Q&A from the webinar: “Data Cataloging with Knowledge Graphs”
We fielded several questions as part of our recent webinar (recording and slides available here): Data Cataloging with Knowledge Graphs.
The list below includes questions we were able to answer during the webinar as well as questions we did not get to in the webinar.
1. How does TopBraid fits with other Data Governance platforms like Collibra, Alation, informatica, Data.World, Immuta etc? Are they exclusive or complementary?
TopBraid EDG is a data governance platform with data cataloging capabilities. Each of the tools you have listed has a different combination of features. This means that degree of the overlap with TopBraid EDG may be somewhat different. Further, different users use these tools in different ways. We definitely have some customers that use one of these tools in addition to TopBraid EDG. In these cases, EDG is typically used as an overall knowledge graph and a catalog – importing some of the information from one of these tools which are used in a more siloed and pointed way.
2. What tool do you use to generate data dictionary from a physical database?
TopBraid EDG has a built-in import from JDBC connection. In the webinar we gave an example of import of a dataset file. In a similar way EDG could be asked to import data dictionary from a JDBC connection and also from a DDL file.
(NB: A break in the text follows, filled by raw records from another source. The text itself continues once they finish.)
PR #694, opened 2021-03-23
Update callbacks - missing serp preview eval.url, eval.title_tag

rabauss:
Currently the field callbacks of the serp preview are not in the docs.
But we have to wait for a fix of the core, because we cannot tag them in a service for now!

### DIFF
--- a/docs/dev/reference/dca/callbacks.md
+++ b/docs/dev/reference/dca/callbacks.md
@@ -558,6 +558,28 @@ a button for an import "wizard".
 {{% /expand %}}
 
 
+### `fields.<FIELD>.eval.url`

When import uses JDBC connector, in addition to the standard data dictionary information (table and column names and datatypes), EDG can also perform data profiling, collecting data statistics, and import some data samples.
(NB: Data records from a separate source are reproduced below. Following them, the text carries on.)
PR #702, opened 2021-03-31
Add hint that panel order matters in DCA (fix #701)

### LINKED ISSUE #701: Document, that panel order in DCAs matter
Hello there,

in a recent project we had the issue that `DC_Table` ignored our `filter`and `search` panels for the `limit` panel and back-end pagination.

You see in the screenshot a search by e-mail-address that results in three entries. The list (not visible here) contains those three entries, but the pagination and the ` panel still take all some hundred entries into account.

The panel configuration in this case was `limit;search;sort`. Because the search panel sets the actual search conditions and values, the limit menu rendered as no search took place. The limit menu then sets the limit for the pagination, hence the pagination is off, too. Defining the panels with `search;sort;limit` fixed this issue.

Conclusion is: The `limit` panel must come **after** `search` and `filter`. 

PR incoming. 

Cheers

bezin:


bezin:
Bug fixed in Contao core 🎉

PR #711, opened 2021-04-24
Human re-write of machine translated

rburch:
Did a human edit for this. The machine translation had:  "third party developers who do not write their own" for the bottom licencing info. I'm pretty sure my change is correct but I don't want say something about the licensing that isn't true.

### DIFF
--- a/docs/manual/introduction/contao-open-source-cms.en.md
+++ b/docs/manual/introduction/contao-open-source-cms.en.md
@@ -6,35 +6,31 @@ aliases:
 weight: 10
 ---
 
-{{% notice warning %}}
-This article is machine translated.
-{{% /notice %}}
-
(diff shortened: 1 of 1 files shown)


fritzmg:
> The machine translation had: "third party developers who do not write their own" for the bottom licencing info. I'm pretty sure my change is correct but I don't want say something about the licensing that isn't true.

I am not even quite sure what the original German source wants to say there 😁. I think @netzarbeiter needs to weigh in here - or someone else who knows where this comes from. Also I think the German source has an error - I don't think "nichteigenständig" exists as a German word.

netzarbeiter:
This Text has been taken from the book "Das offizielle Contao-Buch / Leo Feyer". I have corrected "nicht eigenständig".

netzarbeiter (approved):
Thank you, Bob

PR #717, opened 2021-04-30
dca reference - icon for global operations

patrickjDE:
The global operations section was missing documentation of the ability to add an icon.

Though it's not used by the core afaik, this functionality was eplicitly added (see https://github.com/contao/core/pull/5541)


fritzmg:
Thank you @patrickjDE :)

This short video, goes into some details of setting up the JDBC connector for importing information from the physical database, although it does not actually runs the import. When the import runs, it will populate tables, views and columns. Primarily keys, foreign keys, nullable fields and a lot of other rich information is gathered from the source.
3. Is not data dictionary limited to RDBMS’?
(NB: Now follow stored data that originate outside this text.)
PR #718, opened 2021-04-30
Update fields.md

Tastaturberuf:
https://github.com/contao/contao/commit/5cf219aecef7f47e45a1c02c1dcb4a786a5cfe0b

### DIFF
--- a/docs/dev/reference/dca/fields.md
+++ b/docs/dev/reference/dca/fields.md
@@ -182,7 +182,7 @@ Each field can be validated against a regular expression.
 | isHexColor         | true/false (`bool`)              | Defines the input as being a color definition in Hex notation. Invalid characters will automatically be removed. |
 | metaFields         | `metaWizard` fields (`array`) | Defines the available fields for the `metaWizard` input type. |
 | custom_rgxp        | Regular expression (`string`) | {{< version "4.11" >}} Custom regular expression to be used when using `'rgxp' => 'custom'` |
-| addWizardClass     | true/false (`bool`) | If false, do **not** add the `wizard` class, if a wizard is present. |
+| addWizardClass     | true/false (`bool`) | Whether or not to add the `wizard` CSS class for the widget if a wizard icon is in use. Default: `true`. _Note:_ this setting does not exist anymore in Contao **4.12** and up. |
 
 {{% notice warning %}}
 Using the `encrypt` option is deprecated and its internal implementation relies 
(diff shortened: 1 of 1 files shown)


docs/dev/reference/dca/fields.md
```diff
@@ -182,6 +182,7 @@ Each field can be validated against a regular expression.
 | isHexColor         | true/false (`bool`)              | Defines the input as being a color definition in Hex notation. Invalid characters will automatically be removed. |
 | metaFields         | `metaWizard` fields (`array`) | Defines the available fields for the `metaWizard` input type. |
 | custom_rgxp        | Regular expression (`string`) | {{< version "4.11" >}} Custom regular expression to be used when using `'rgxp' => 'custom'` |
+| addWizardClass     | true/false (`bool`) | Prevents the `wizard` class from being added to the CSS. |
```
fiedsch: I would not say „prevent“ as this presumably corresponds to the `false` setting only. Maybe „Determines whether the wizard class …

fiedsch (changes requested):

docs/dev/reference/dca/fields.md
Tastaturberuf: Yes but by default it is set. I suggest "Remove the wizard class..." instead.

Tastaturberuf: Remove the `wizard` class in CSS if you use the wizard or picker option.

fiedsch: Sure. But my point was: this setting only removes the `wizard` class if set to `false`.
So if I can set an option to `true` or `false` the description can't be "it does something" (because it is "do something if set to `true`").

In addition: the described option name `add...` and the description "Prevents ... from being added" sound contradictory to me.

So maybe: 

```
| addWizardClass     | true/false (`bool`) | If `true`, add the `wizard` class (default). If `false`, do *not* add it. |
```

Tastaturberuf: "If `true`, add the `wizard` class (default)" is ultimately also not correct, but also only if a wizard is present. 

Then: "If `false`, do *not* add the `wizard` class, if a wizard is available.

fritzmg:
What about:

```
Whether or not to add the `wizard` CSS class for the widget if a wizard icon is in use. Default: `true`.
```
?

fritzmg:
I have updated the text now :). See also https://github.com/contao/contao/pull/3051

Thank you @Tastaturberuf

No, the idea of a data dictionary is not limited to RDBMS. Any data source can have a data dictionary describing fields that are present in a data source. We have showed in the example, a data dictionary for a spreadsheet. The data dictionary you can get from RDBMS will typically have more information.
4. Do ontologies play any role in respect to data catalogues? And if yes, in which way and how is it possible to generate corresponding ontologies semi-automatically?
Yes, TopBraid EDG comes with pre-built ontologies describing different types of data assets. For example, there is a class Database Table, Database Column, Dataset, etc. A rich set of properties is defined for these classes. Overall, EDG ontologies contain over 300 classes and well over 1,000 properties. Cataloging process creates instances of the classes and populates properties – metadata. See this blog for an overview of the built-in EDG ontologies.
There is no need to generate ontologies to support data cataloging since they are already built in. In the process of cataloging data sources EDG auto-generates metadata values. If you find that you need additional classes or properties, you can extend EDG ontologies. Technical metadata that can be automatically gathered from a source is already defined. Most of the business and operational metadata is also defined, but every organization is different. Your organization may want to capture additional information. EDG is highly flexible in supporting addition of the metadata that you require.
Unrelated to the cataloging process, to support other types of capabilities, EDG can generate classes and properties from RDF data and there is a wizard that lets you generate ontology property definitions from spreadsheet data.